The Gaussian Naive Bayes classifier assumes that the likelihood of features appearing in a clinical note follow a normal distribution. This lofty assumption is the reason for “Naive” in the algorithm’s name. Given a true label, the algorithm calculates probabilities of each feature being associated with that label. The algorithm then infers true subject classifications by using Bayes’ theorem in the training set (hence the name of the algorithm).

For example, the probability of an unlabeled animal being a bird, given that it has wings, is derived from the probability that an animal known to be a bird has wings mentioned in its “clinical notes”. The goal is to find the best classification given data, or the most likely patient label given the features found in clinical notes.

Naive Bayes is robust to several possible classifications (more than two labels to distinguish) in a population. CLARK employs the default settings of Gaussian Naive Bayes from SciKit Learn.

General Troubleshooting

Loading .json files

CLARK will notify users of issues with training/evaluation data sets or regular expression files that have been uploaded. First, be sure that all files going into CLARK are saved as .json and comply with FHIR 4.0 standards. If the files still are not being loaded properly, it is most likely a formatting issue.

  • Files should be properly delimited
  • Special characters in free-text clinical notes may need special attention. Clinical notes should not contain any floating “\” characters unless preceding a quotation mark.
  • Other special characters in the training corpus, such as “\023” can also inhibit correct parsing of the clinical notes, preventing CLARK from loading the set of notes. Since the clinical notes are saved in a .json file, it can be opened with notepad. Using find/replace can be helpful to debug issues with free-text notes.
Regular Expressions

If features are not being highlighted in CLARK as expected, there is most likely a problem with some regular expressions.

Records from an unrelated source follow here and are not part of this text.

PR #7938, opened 2022-02-23
Remove restore notification to Cps - being replaced by events from NuGet

adrianvmsft:
Removing the nuget restore notification to CPS. This functionality is being replaced by the new events added by NuGet that CPS listens to.

The CPS change is tracked by [CPS PR 381604](https://devdiv.visualstudio.com/DevDiv/_git/CPS/pullrequest/381604)

###### Microsoft Reviewers: [Open in CodeFlow](https://portal.fabricbot.ms/api/codeflow?pullrequest=https://github.com/dotnet/project-system/pull/7938)


tests/Microsoft.VisualStudio.ProjectSystem.Managed.VS.UnitTests/ProjectSystem/VS/PackageRestore/PackageRestoreDataSourceTests.cs
```diff
@@ -94,7 +94,6 @@ private static PackageRestoreDataSource CreateInstance(UnconfiguredProject? proj
             solutionRestoreService ??= IVsSolutionRestoreServiceFactory.Create();
             IProjectDiagnosticOutputService logger = IProjectDiagnosticOutputServiceFactory.Create();
             IFileSystem fileSystem = IFileSystemFactory.Create();
-            var projectDependentFileChangeNotificationService = IProjectDependentFileChangeNotificationServiceFactory.Create();
```
drewnoakes, line 97: Does this leave any other usages of `IProjectDependentFileChangeNotificationServiceFactory`? If not, please remove it.

tmeschter:
The only change here is that we no longer tell CPS when the project.assets.json file has changed, correct?

adrianvmsft:
> The only change here is that we no longer tell CPS when the project.assets.json file has changed, correct?

Yes, that is correct. CPS is subscribing to NuGet restore events - which will use instead

MiYanni (approved):

drewnoakes (approved):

  • Test and debug feature-defining regex using RegEx101.
  • Always include the double-backslash to act as a single backslash in .json files containing regex. For example, the word boundary regex “\b” should be entered as “\\b” in the .json file to function as “\b” in CLARK.
  • Verify that active regex are correctly referencing the regex library, and that new regular expressions are saved either in the CLARK session or as .json files.
Algorithm Training

In small sample sizes, or in the case of some rare labels among the training data,

  • Consider the size of folds in cross-validation. If a higher value of k is selected, the training and test folds will be smaller. This occurrence can skew the distribution of rarer labels, and lead to them being ignored as an option for classification. If a certain classification occurs only a few times in the training set, CLARK is less likely to build a strong association with features compared to other classifications.
  • CLARK can only classify subjects in the evaluation data using choices presented in the training data set.
Exporting Results
  • The “Filtered Records” dataset from the Explore page can be exported locally. Check formatting of the excel output against what appears in CLARK. In some versions of excel or operating systems, column headers may be shifted to the left. Simply rename the affected columns based on “Filtered Records” before conducting a summary of results or secondary analysis.